The average filmgoer, however (and average filmgoers turned out last weekend
to the tune of $10.5 million, putting Psycho in second place at the box
office), probably isn't interested in such point-headed nonsense. What he or
she will get is a well-crafted, suspenseless ritual, a cold rendering of the
premier, and unsurpassed, slasher film, which has since spun out into countless
variations, up to and including I Still Know What You Did Last Summer.
That the new film lacks anything resembling a soul is beside the point -- or
perhaps it is the point. Not that the performances, with one key
exception, are lacking. As Marion Crane, Anne Heche offers more depth and
spirit than did Janet Leigh in her somewhat brittle portrayal. Van Sant
accommodates her, too, by deviating from the original text in some scenes.

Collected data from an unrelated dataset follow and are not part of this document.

PR #3878, opened 2021-09-17
Add benchmarking for parachain runtime `dmp` pallet

hirschenberger:
part of #3850


rphmeier:
Thanks! This needs labels.

KiChjang:
@hirschenberger Since the `Dmp` pallet does not contain any dispatch functions, we don't actually need any benchmarking here. I'll redirect you to the next pallets in the list in #3850 if you want to work on the benchmarks. Thanks!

During her hotel-room tryst with Sam Loomis (Viggo Mortensen, funkier and more
redneck than John Gavin's pretty-boy original), Heche's post-coital badinage
seems more wry and worldly and takes precedence over the aerodynamically
designed foundation garments (her brassieres are even more baroque than
Leigh's, and in full color). The fact that Sam is bare-assed when Marion
reminds him to put on his shoes before leaving adds some extra frisson to the
line. Later, back in the real-estate office where she works as a secretary,
Marion's flirtation with the high-rolling hayseed who pays $400,000 in cash for
his newlywed daughter's house is more extended, more off-color, and sassier,
establishing her as a shrewd and sexy operator worthy of the post-feminist
'90s.
Which makes one wonder at her naïveté in her long scene with
Norman Bates, when she's surrounded by stuffed raptors in his "parlor" at the
infamous motel. True, the film presupposes that this is a world in which the
first Psycho never existed, or any of its dubious progeny, so Marion
wouldn't have the cultural coding to clue her into the symptoms of the typical
serial killer. But as Bates, the towering Vince Vaughn lacks any of Anthony
Perkins's innocence and vulnerability, his mood swings and thinly veiled mania
setting off alarms as he rambles on about his mother not being "herself"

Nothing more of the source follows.